*PROBLEM DETAILS*
Some of the lines below need repeating. Reproduce exactly those between the lines holding "Issue #485, opened 2017-05-31" and "While editing, the", inclusive.

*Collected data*
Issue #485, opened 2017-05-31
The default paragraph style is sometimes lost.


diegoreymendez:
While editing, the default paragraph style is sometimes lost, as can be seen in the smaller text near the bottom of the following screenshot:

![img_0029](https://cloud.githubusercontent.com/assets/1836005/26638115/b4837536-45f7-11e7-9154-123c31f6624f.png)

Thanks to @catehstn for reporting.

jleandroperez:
---
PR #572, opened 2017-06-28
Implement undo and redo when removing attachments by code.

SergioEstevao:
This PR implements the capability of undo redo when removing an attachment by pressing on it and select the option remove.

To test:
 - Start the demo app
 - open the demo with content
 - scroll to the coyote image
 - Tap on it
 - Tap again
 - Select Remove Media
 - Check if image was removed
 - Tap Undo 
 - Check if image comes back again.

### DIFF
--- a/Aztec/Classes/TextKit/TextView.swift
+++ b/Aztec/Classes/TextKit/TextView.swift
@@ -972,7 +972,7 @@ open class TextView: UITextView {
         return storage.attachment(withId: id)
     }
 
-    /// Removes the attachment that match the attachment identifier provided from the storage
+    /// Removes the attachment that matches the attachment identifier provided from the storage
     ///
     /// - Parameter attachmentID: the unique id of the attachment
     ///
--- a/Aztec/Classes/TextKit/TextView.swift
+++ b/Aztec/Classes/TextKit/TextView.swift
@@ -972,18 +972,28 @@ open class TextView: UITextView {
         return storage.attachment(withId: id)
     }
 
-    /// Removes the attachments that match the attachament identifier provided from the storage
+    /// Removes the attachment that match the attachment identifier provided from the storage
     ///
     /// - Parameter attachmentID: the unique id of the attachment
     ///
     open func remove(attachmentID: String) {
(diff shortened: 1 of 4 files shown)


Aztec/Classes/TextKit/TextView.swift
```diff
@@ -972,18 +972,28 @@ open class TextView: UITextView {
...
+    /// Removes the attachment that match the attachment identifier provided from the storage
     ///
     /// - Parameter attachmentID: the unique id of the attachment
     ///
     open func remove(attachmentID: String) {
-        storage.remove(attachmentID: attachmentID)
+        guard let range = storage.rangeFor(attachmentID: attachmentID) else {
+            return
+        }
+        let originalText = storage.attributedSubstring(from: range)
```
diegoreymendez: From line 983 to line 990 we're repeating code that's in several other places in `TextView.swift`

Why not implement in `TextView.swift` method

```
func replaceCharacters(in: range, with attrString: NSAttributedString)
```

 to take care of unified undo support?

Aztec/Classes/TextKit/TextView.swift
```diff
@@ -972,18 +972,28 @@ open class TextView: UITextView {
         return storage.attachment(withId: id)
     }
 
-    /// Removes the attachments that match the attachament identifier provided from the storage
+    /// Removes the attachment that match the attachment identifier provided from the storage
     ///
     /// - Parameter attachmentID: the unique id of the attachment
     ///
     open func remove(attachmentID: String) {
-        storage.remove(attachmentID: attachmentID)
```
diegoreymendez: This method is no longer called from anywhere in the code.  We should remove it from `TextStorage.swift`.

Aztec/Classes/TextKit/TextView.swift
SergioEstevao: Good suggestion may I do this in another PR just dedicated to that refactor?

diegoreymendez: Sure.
--
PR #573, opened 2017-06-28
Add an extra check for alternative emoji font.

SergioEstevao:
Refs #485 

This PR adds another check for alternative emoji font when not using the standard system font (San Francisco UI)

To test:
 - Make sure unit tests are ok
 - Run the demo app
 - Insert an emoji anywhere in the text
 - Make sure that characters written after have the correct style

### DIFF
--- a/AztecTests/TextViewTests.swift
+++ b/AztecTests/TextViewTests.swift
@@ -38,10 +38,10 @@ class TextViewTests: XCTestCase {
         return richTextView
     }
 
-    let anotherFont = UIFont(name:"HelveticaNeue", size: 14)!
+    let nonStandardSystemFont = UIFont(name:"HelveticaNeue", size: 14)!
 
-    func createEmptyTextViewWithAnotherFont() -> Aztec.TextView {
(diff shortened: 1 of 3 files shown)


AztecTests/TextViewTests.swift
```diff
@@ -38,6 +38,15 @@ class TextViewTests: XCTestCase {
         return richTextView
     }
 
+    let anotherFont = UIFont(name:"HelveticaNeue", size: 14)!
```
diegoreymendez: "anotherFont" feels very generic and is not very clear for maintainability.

*ANSWER SECTION*
Issue #485, opened 2017-05-31
The default paragraph style is sometimes lost.


diegoreymendez:
While editing, the default paragraph style is sometimes lost, as can be seen in the smaller text near the bottom of the following screenshot:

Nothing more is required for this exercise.